Four weeks post-surgery, Woodland was officially cleared to hit balls. He wasn’t yet allowed to drive, but he could play golf. His dad shuttled him from home to the course, and Woodland got to work.
The early returns were…not great. He played so poorly during his first nine-hole round that he immediately booked a flight to Las Vegas to see his coach, Butch Harmon. The teaching legend assured him he had nothing to worry about — regaining his previous form would take time, and Woodland was on the correct path.
Woodland’s biggest obstacle in regaining form thus far has come in the form of enthusiasm. Not a lack of it, but rather too much. He’s only five months post-op, so there are still residual side effects. Sometimes, Little will send him home to rest if he feels something is off.
“It’s hard for me,” Woodland said. “I want to get out and work.”
Communication from his entire team has been integral in his comeback bid. There are still days when Woodland doesn’t feel like himself. When they pop up, being honest and communicative is key.
As much as Woodland would love to camp out on the range and beat balls until his previous form returns, that’s just not an option. There are good days and bad, and when the “irritable, moody, not-all-there” Woodland emerges, it’s important he take the day off.
“When that happens, I’ve got to get into a dark room,” he said. “Really, concussion protocol more than anything.

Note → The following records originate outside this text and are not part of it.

PR #3666, opened 2021-11-17
Add delay before FMS's Open311 `GET service_request_id for a token` call 

### LINKED ISSUE #3663: Wait before `GET service_request_id from a token` is called
## Bug Description
**GET service_request_id from a token** does not

**To Reproduce**

**Expected behavior**

**Screenshots**

**Desktop (please complete the following information):**
 - OS: [e.g. Windows]

**Additional context**

ludovic-tc:
fixes #3663

Please check the following:

Thanks for contributing!

### DIFF
--- a/perllib/Open311.pm
+++ b/perllib/Open311.pm
@@ -102,7 +102,25 @@ sub send_service_request {
             if ( my $request_id = $obj->{request}->[0]->{service_request_id} ) {
                 return $request_id unless ref $request_id;
             } elsif ( my $token = $obj->{request}->[0]->{token} ) {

Turn the lights off, no noise.”
Woodland is still trying to find that magic of old — the magic that guided him to four victories and a U.S. Open title. Through three starts in 2024, he’s yet to make a cut. His scoring average is 71.7, and he’s losing strokes in every major statistical category. But there is hope yet.
After a missed cut at the WM Phoenix Open, Woodland sent some swing videos to Harmon. He noticed his pupil was swaying a bit too much during the swing.
“I wasn’t turning properly, which is easy to do when you haven’t played in a while,” Woodland said. “My speed’s up so now I’ve just got to make sure I finish things. I get a little quick, a little excited probably to be out there. Slow everything down a little bit.”
In the first round of the Genesis Invitational, Woodland finally started to put it all together.
With its Signature Event status, Woodland wasn’t even supposed to be here. His play in 2023 didn’t even qualify him for the post-season, let alone the Signature Events. But thanks to a sponsor’s invite from tournament host Tiger Woods, Woodland had a tee time at 9:25 a.m. Thursday. His playing partners? Justin Thomas and the Big Cat himself.
Woods is making his own comeback bid this week, albeit under vastly different circumstances. A fusion ankle surgery last spring forced him from action for the remainder of 2023, and this is the first time he’s teed it up since the Masters.
“T-Dub and I are good friends and obviously J.T. and I are really close, so the energy was great all day,” Woodland said. “I think that helped calm me down a little bit as well.”
Thomas and Woods had their fair share of struggles — including an 18th-hole shank from Woods. Woodland, on the other hand, was low man in the group, posting a one-under 70, his best score of the young season. If not for a sloppy double on the 12, and a four-putt on the 17th, the number could’ve been much lower.
But it wasn’t about the score Woodland shot. It was about finding something he’d feared he’d never get back.
“I saw some shots I just haven’t seen in a long, long time,” Woodland said. “I have a lot to build on.”